Saturday, November 26, 2022

Gospel Acclamation: First Sunday in Advent

Show us Lord, Your love; and grant us Your salvation.

As we begin the season of Advent, a season of waiting, reflection, and repentance, today's Gospel acclamation offers us a prayer that we can use throughout our Advent meditations.

As we ask our Lord to show us His love and grant us His salvation, we should open our hearts to receive both that love and that salvation. We should also remember that God wants to shower us in His love. In fact, He does so at every moment just by keeping us in existence. He does that because He loves us.

What's more, in 1 Timothy 2:4, we read that God “desires everyone to be saved and to come to the knowledge of the truth.” We can be certain, then, that God will give us every bit of grace we need to be saved. He wants us home in Heaven with Him for all eternity.

Let us pray, then, throughout this Advent, that we can open our eyes to see God's love, our minds to know it, and our hearts to experience it. And let us pray that we will embrace the salvation that our Lord so lovingly holds out to us and prepare our souls for a full immersion in His love in Heaven.

Saturday, November 19, 2022

Gospel Acclamation: The Solemnity of Our Lord Jesus Christ, King of the Universe

Blessed is He who comes in the name of the Lord!
Blessed is the kingdom of our father David that is to come!

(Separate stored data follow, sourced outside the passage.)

PR #731, opened 2021-10-21
[JLINE-730] Support for comments in DefaultParser

### LINKED ISSUE #730: Support for comments in DefaultParser
There could be one-line and multiline comments

snuyanzin:
The PR makes it possible to set multiline comment start and end.
Also it allows to specify several one-line comments as several engines support several one-line comments

fixes #730

### DIFF
--- a/reader/src/main/java/org/jline/reader/impl/DefaultParser.java
+++ b/reader/src/main/java/org/jline/reader/impl/DefaultParser.java
@@ -31,7 +31,8 @@ public class DefaultParser implements Parser {
         private final String start;
         private final String end;
         public BlockCommentDelims(String start, String end) {
-            if (start == null || end == null || start.equals(end)) {
+            if (start == null || end == null
+              || start.isEmpty() || end.isEmpty() || start.equals(end)) {
                 throw new IllegalArgumentException("Bad block comment delimiter!");
             }
             this.start = start;
--- a/reader/src/main/java/org/jline/reader/impl/DefaultParser.java
+++ b/reader/src/main/java/org/jline/reader/impl/DefaultParser.java
@@ -278,6 +278,7 @@ public class DefaultParser implements Parser {
         boolean quotedWord = false;
         boolean lineCommented = false;
         boolean blockCommented = false;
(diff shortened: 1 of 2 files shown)


reader/src/main/java/org/jline/reader/impl/DefaultParser.java
```diff
@@ -333,6 +407,17 @@ public boolean isDelimiter(final CharSequence buffer, final int pos) {
         return !isQuoted(buffer, pos) && !isEscaped(buffer, pos) && isDelimiterChar(buffer, pos);
     }
 
+    private int handleDelimiterAndGetRawWordLength(StringBuilder current, List<String> words, int rawWordStart, int rawWordCursor, int rawWordLength, int pos) {
```
snuyanzin, line 423: I extracted this into a method as now this code block is used in 2 places.
In case you have a better method name suggestion  I would consider that

snuyanzin:
Probably also need to check that block start and end differ from one line comments and from brackets and quotes

mattirn:
> Probably also need to check that block start and end differ from one line comments and from brackets and quotes

Partially true... brackets can be used as block comment delimiters if they do not have any other use in CLI. I would not add any other validity checks for comment delimiters. IMHO checks would just make the code more complicate to follow without bringing much more value for implementation. I guess that the 'standard' comment delimiters (like //, #, /*, */, ...) will be mostly adopted in Jline CLIs

mattirn (changes requested):
I think we should throw `EOFError` also for missing opening block comment:
```
            if (startBlockCommentMissing) {
                throw new EOFError(-1, -1, "Missing opening block comment delimiter",
                        "missing: " + blockCommentStart);
            }
```
Please, change also the line 
https://github.com/jline/jline3/blob/9c9d638ac340de7a06b9c33d65ae8356eca65eea/reader/src/main/java/org/jline/reader/impl/DefaultParser.java#L379
to
```
                throw new EOFError(-1, -1, "Missing closing block comment delimiter",
                        "add: " + blockCommentEnd);
```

Jesus is the ultimate Davidic king, the fulfillment of the covenant oath God swore to David that a king would arise from his line, a king who would reign forever. The Davidic kingdom would return in more glory than David himself could ever imagine, for it would be the Kingdom of God.

This is what we proclaim in today's Gospel acclamation on Christ the King Sunday. Jesus comes in the name of the Lord, for He is the Second Person of the Blessed Trinity, the Son of God, one with the Father and the Holy Spirit. He comes to unite us to the Trinity through grace and through the indwelling presence of God in our souls.

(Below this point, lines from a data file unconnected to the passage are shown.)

PR #756, opened 2021-12-05
fix readStringUntil for empty sequence

tli-ocient:
Please see https://github.com/jline/jline3/issues/757
For the context of this pull request. This is just my guess at a fix. I don't know the jline codebase very well, but this passes all the unit tests and fixes my issue.


gnodet:
Return before the sequence is found will loose some data.

gnodet:
Return before the sequence is found will loose some data.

So we proclaim Him blessed as He blesses us, and we proclaim the kingdom of God that has come, is coming, and will come definitively at the end of time.

Saturday, November 12, 2022

Gospel Acclamation: Thirty-Third Sunday in Ordinary Time

Stand erect and raise your heads because your redemption is at hand.

As we approach the end of the liturgical year, the Church invites us to reflect on the last things. We are encouraged to think about our own death and judgment, which are inevitable and may come unexpectedly. We are asked to meditate on the end of the world, which is also inevitable, and no one knows when it will arrive.

Therefore, we must be prepared. We must live in such as way as to be ready to go at a moment's notice whenever our Lord comes for us, whether that be our own death or the end times. This means constant prayer, reception of the sacraments, especially confession and the Eucharist, and a longing for God's will, no matter what it may be.

This acclamation also invites us to face the future with confidence. We are to stand up and raise our heads. We are to look forward with eagerness to the coming of our Lord, for He brings our redemption with Him. This is a very good thing, and we should be longing for our Lord to come, watching and waiting with attention and joy and love.

Saturday, November 5, 2022

Gospel Acclamation: Thirty-Second Sunday in Ordinary Time

Jesus Christ is the firstborn of the dead; to Him be glory and power, forever and ever.

Today's Gospel Acclamation is prime example of praise. Jesus is the firstborn of the dead. He is risen from the dead. He lives and will always live. And He will bring us to eternal life and resurrection with Him.

What does it mean to give Jesus glory and power? He has those already. We cannot add anything to them. Yet we can and must recognize and admit Jesus' glory and power. We must acknowledge His divinity and open ourselves to His work in our minds, hearts, and lives. We must embrace Him in His glory and power. We must tell others of that glory and power in our words and in our lives.

How often do our prayers turn to praise? Are we too busy asking God for what we want? As important as petitions are, we should always strive to begin and end our prayers with praise and expressions of love for God, Who has surrounded us with His love. Today's acclamation can provide an example and a starting point for our own praise as we turn our minds to how wonderful our God really is.